# SECRET ROOM BEHIND POST OFFICE COUNTER



## antioikologoi2 (Jan 2, 2014)

I have a friend who works for Nintendo. I asked him what's behind the door in the post office. He show me some photos. I have them and I am posting them on the Bell Tree Forum. Thank you so much for reading...




- - - Post Merge - - -

Also it's a basement, because it has no windows and if you look better in the next photo you will notice that after the second window, there is a tree (if you go into the Post Office, you will see that there are 2 windows)


----------



## Lion-Lhasa (Jan 2, 2014)

If he actually works for Nintendo, he probably shouldn't be sharing things like this, also the fact that just because he might work for Nintendo, doesn't mean he would be anywhere near the AC team even if he works in the same building, as far as I'm aware he might be merely customer support.

But since the camera doesn't rotate in AC outside of your house, I suspect the behind of buildings are not even built, let alone mapped or textured so it wouldn't show on the outside anyway, much like the back room of the players' house doesn't show.
Why create something that takes up extra polys that requires the game to work harder and less efficiently that no one will ever see? The door in the post office is more likely to be an image on the texture map for the inside of the building.

I would require further proof this is behind the post office and not simply a messy house.


----------



## BellGreen (Jan 2, 2014)

Why are you even curious about what's behind there anyway? It just seems like a horrible room and a total replay of the secret room in the Marquee.


----------



## Chessa (Jan 2, 2014)

I don't understand that there are people who believe this is real hahaha. It's just a room someone made in his/her town


----------



## antioikologoi2 (Jan 2, 2014)

Lion-Lhasa said:


> If he actually works for Nintendo, he probably shouldn't be sharing things like this, also the fact that just because he might work for Nintendo, doesn't mean he would be anywhere near the AC team even if he works in the same building, as far as I'm aware he might be merely customer support.
> 
> But since the camera doesn't rotate in AC outside of your house, I suspect the behind of buildings are not even built, let alone mapped or textured so it wouldn't show on the outside anyway, much like the back room of the players' house doesn't show.
> Why create something that takes up extra polys that requires the game to work harder and less efficiently that no one will ever see? The door in the post office is more likely to be an image on the texture map for the inside of the building.
> ...



First of all, that's not my house. Also, that's something like "The secret room above the marquee" in City Folk.

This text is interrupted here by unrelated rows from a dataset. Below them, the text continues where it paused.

PR #631, opened 2020-07-24
Add Fact Check feature

tikhsuP:
This PR adds 'Fact Check' feature to the extension.


webextension/scripts/popup.js
```diff
@@ -387,6 +390,46 @@ function show_wikibooks() {
   })
 }
 
+function showFactCheck() {
+  chrome.tabs.query({ active: true, currentWindow: true }, (tabs) => {
+    const url = tabs[0].url
+    const tabId = tabs[0].id
+    chrome.storage.local.get(['fact_check'], (event) => {
```
tikhsuP, line 397: We are not using this (`fact_check`) in this function.

cgorringe: true - fixed.

webextension/scripts/background.js
```diff
@@ -209,6 +210,61 @@ async function validate_spn(tabId, job_id, silent = false, page_url) {
...
+
+function getCachedFactCheck(url, onSuccess, onFail) {
+  let cacheData = fact_checked_data[url]
+  if (cacheData) {
+    onSuccess(cacheData)
+  } else {
+    getFactCheck(url, (json) => {
+      // remove older cached data
+      // TODO: should use a queue (array), not an object here
+      if (Object.keys(fact_checked_data).length > 2) {
```
cgorringe, line 259: Or Map() and map.size for length

PR #632, opened 2020-07-28
Detect both Edge Legacy and Chromium version

tikhsuP:
Detect `indexOf( )` for both 'Edge' (Legacy Version) & 'Edg' (Chromium verison) as mentioned [here](https://github.com/internetarchive/wayback-machine-chrome/pull/626#discussion_r461192902)


cgorringe:
This isn't needed. The check for 'Edg' already returns true for 'Edge'.

Issue #13697, opened 2017-04-28
Image headers unsupported when an array of sources is provided


npomfret:
I'm trying to use the [new](https://github.com/facebook/react-native/commit/8c0e6ecfc0e8b8ceb0471739ac2db53772d538cb) `headers` prop on images in Android.  I've managed to get it working on Android but it didn't behave as expected (and I believe its undocumented so was guessing on how to use it).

 My friend works at the Animal Crossing Team of Nintendo. 


And I have a question for you:
What I would win by taking these photos?
Thank you...


----------



## Chessa (Jan 2, 2014)

attention ! Or that "friend" lied to you, I just don't believe it, sue me


----------



## BellGreen (Jan 2, 2014)

Can I ask you what place your friend lives in? Does he work in NA or Japan? If he works in NA, they have nothing to do with coding since Japan and NA both use NTSC. If he works in Japan, do you know sufficient Japanese to even properly ask him?


----------



## Lassy (Jan 2, 2014)

Chessa said:


> attention ! Or that "friend" lied to you, I just don't believe it, sue me



Haha Same x)


----------



## antioikologoi2 (Jan 2, 2014)

BellBringerGreen said:


> Can I ask you what place your friend lives in? Does he work in NA or Japan? If he works in NA, they have nothing to do with coding since Japan and NA both use NTSC. If he works in Japan, do you know sufficient Japanese to even properly ask him?


 He is an american who works in japan...


----------



## Snowtyke (Jan 2, 2014)

Really? I'm pretty sure this is a room in his house, also, he wouldn't have tried to make a cheesy burglar outfit for the occasion.


----------



## BellGreen (Jan 2, 2014)

Why would they add a room when it just adds to the amount of space that New Leaf takes up?


----------



## Lion-Lhasa (Jan 2, 2014)

antioikologoi2 said:


> First of all, that's not my house. Also, that's something like "The secret room above the marquee" in City Folk.
> 
> My friend works at the Animal Crossing Team of Nintendo.
> 
> ...



Attention. Which you're currently getting.
I never said it was your house, just A house. I don't believe it tbh.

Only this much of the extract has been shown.